As law enforcement and intelligence agencies struggle to balance security against civil liberties, it's important to distinguish caricature from reality.
Th Chertoff Group's Paul Rosenzweig argues that Americans' dedication to privacy rights is often greater than the rest of the world is willing to admit.
Several years ago, a European Parliamentarian rather famously caricatured American law enforcement as epitomized by Dirty Harry (the famous Clint Eastwood character), and compared U.S. conduct (unfavorably, of course) to the more sensitive European style, embodied in Agatha Christie’s hero, Hercule Poirot.
How times have changed.
In late June, the U.S. Supreme Court decided Riley v. California -- a case that created a zone of digital privacy for the data stored on cellphones, smart phones and tablets. According to the court, before American law enforcement officers may search a device for digital content, they must first secure a warrant – that is, an authorization for the search, issued by a neutral judicial officer, upon proof of probable cause to believe that a crime has been committed and that evidence of the crime can be found on the device. In unanimously ruling thus, the Supreme Court reminded us that American fidelity to values of privacy and civil liberty is quite high – often higher than we are given credit for by the rest of the world.
The Riley decision, after all, is just one small piece of a series of steps that have increasingly made clear the U.S. commitment to privacy. Consider:
-- In the past six months, the Privacy and Civil Liberties Oversight Board (PCLOB) has issued two detailed reports on NSA activities – reports that provide far more transparency into American intelligence activities than has ever been provided by any country in the world.
-- Though an initial ruling went against the firm, Microsoft has brought legal action to limit the extraterritorial effect of .U.S. law enforcement requests for cloud-based data.
-- Microsoft, Google, and other tech giants have driven a lobbying campaign to update the Electronic Communications Privacy Act to extend warrant protection to stored communications and a majority of the House of Representatives has co-sponsored a bill to that effect [full disclosure: I have personally participated in that effort].
-- President Obama has taken executive action to give Europeans privacy rights equivalent to Americans with respect to data held by the federal government, and has indicated that he plans to ask Congress to revise the Privacy Act to create legislative protections that are beyond his executive power.
All of these developments reflect favorably on American efforts to protect privacy and civil liberties. They come at a time when American fidelity to those values is open to some question.

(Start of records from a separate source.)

PR #1755, opened 2025-08-13
CSHARP-5675: Where possible, return null for average over the empty set

ajcvickers:
Fixes [CSHARP-5675: Average over empty collection of nullable types throws](https://jira.mongodb.org/browse/CSHARP-5675)

For the terminating operator, the fix is to use the SingleOrDefault finalizer when the type is nullable.

### DIFF
--- a/src/MongoDB.Driver/Linq/Linq3Implementation/Translators/ExpressionToExecutableQueryTranslators/AverageMethodToExecutableQueryTranslator.cs
+++ b/src/MongoDB.Driver/Linq/Linq3Implementation/Translators/ExpressionToExecutableQueryTranslators/AverageMethodToExecutableQueryTranslator.cs
@@ -36,7 +36,8 @@ namespace MongoDB.Driver.Linq.Linq3Implementation.Translators.ExpressionToExecut
         // private static fields
         private static readonly MethodInfo[] __averageMethods;
         private static readonly MethodInfo[] __averageWithSelectorMethods;
-        private static readonly IExecutableQueryFinalizer<TOutput, TOutput> __finalizer = new SingleFinalizer<TOutput>();
+        private static readonly IExecutableQueryFinalizer<TOutput, TOutput> __singleFinalizer = new SingleFinalizer<TOutput>();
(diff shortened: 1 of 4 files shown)


src/MongoDB.Driver/Linq/Linq3Implementation/Translators/ExpressionToExecutableQueryTranslators/AverageMethodToExecutableQueryTranslator.cs
```diff
@@ -155,10 +156,14 @@ public static ExecutableQuery<TDocument, TOutput> Translate<TDocument>(MongoQuer
...
 
+                var returnType = expression.Type;
+
                 return ExecutableQuery.Create(
                     provider,
                     pipeline,
-                    __finalizer);
+                    !returnType.IsValueType || returnType.IsNullable()
+                        ? __singleOrDefaultFinalizer
+                        : __singleFinalizer);
```
rstam, line 166: I don't think it is necessary to test for `!returnType.IsValueType`.

I would simplify this to:

```
var finalizer = expression.Type.IsNullable() ? __singleOrDefaultFinalizer : __singleFinalizer;
return ExecutableQuery.Create(provider, pipeline, finalizer);                                 
```
    
I think it helps to keep parameters to method calls as simple as possible, and move argument computation outside the call.

ajcvickers: @rstam So you are asserting that numeric types will always be value types? Or that if there was a numeric reference type, then it should behave differently?

rstam: What I'm really asserting is that `T` in `Nullable<T>` must be a value type.

And yes, all numeric types are value types currently. Not sure we need to be considering the remote possibility that a future numeric type might not be a value type.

Lately, it seems, Americans have been lectured by Europeans on the “right” way to do privacy. And revelations about NSA activities have proven both diplomatically and economically problematic.
It really shouldn’t be that way.
The truth is that European attitudes to government surveillance are not very different from those in the United States. Indeed, by some measures, it is easier for European law enforcement and intelligence agencies to gain access to the personal information of its citizens than in the United States.
For one thing, there is (apparently) no equivalent to Riley in European law. For example, Britain's electronic intelligence agency, GCHQ, has disclosed that it intercepts communications outside the country without the necessity of a warrant. And, under British law, Facebook and Twitter posts or searches on Google or YouTube that went to data centers (say in the United States) outside the British Isles would fall under the external category.
Likewise, consider the ease and frequency with which European law enforcement agencies get access to conversations in real time through wiretapping. If anything, real-time access ought to be more tightly controlled than access to stored data, on tablets and other devices, yet it is surprisingly more frequent and often easier in Europe than in the United States.
In most European countries, to be sure, judicial approval for an interception is necessary. But judges in Europe are "investigative" jurists -- meaning they function more like American prosecutors than judges. So there is, effectively, no check on law enforcement's ability to eavesdrop.
And in the United Kingdom, wiretaps are approved by the Home Secretary -- an executive official. It would be as if our own attorney general could approve the FBI’s wiretap requests. Perhaps even more notably, the Netherlands has the highest rate of wiretapping of any European country -- Dutch police can tap any phone they like, so long as the crime under investigation carries at least a three-year jail term.
More to the point, according to a report from the international law firm Hogan Lovells, the informal nature of cooperation between European law enforcement and service providers is quite significant. In virtually every European country, service providers may “voluntarily” provide data to law enforcement in response to an informal request. That kind of ease of examination is the sort that the Supreme Court was rejecting.
Thus, as we have noted, foreign views of American attitudes toward privacy and civil liberties have long been a bit of a caricature. Perhaps it’s time to re-examine that perspective -- now that Dirty Harry seems to have more legal constraints on his activities than does Hercule.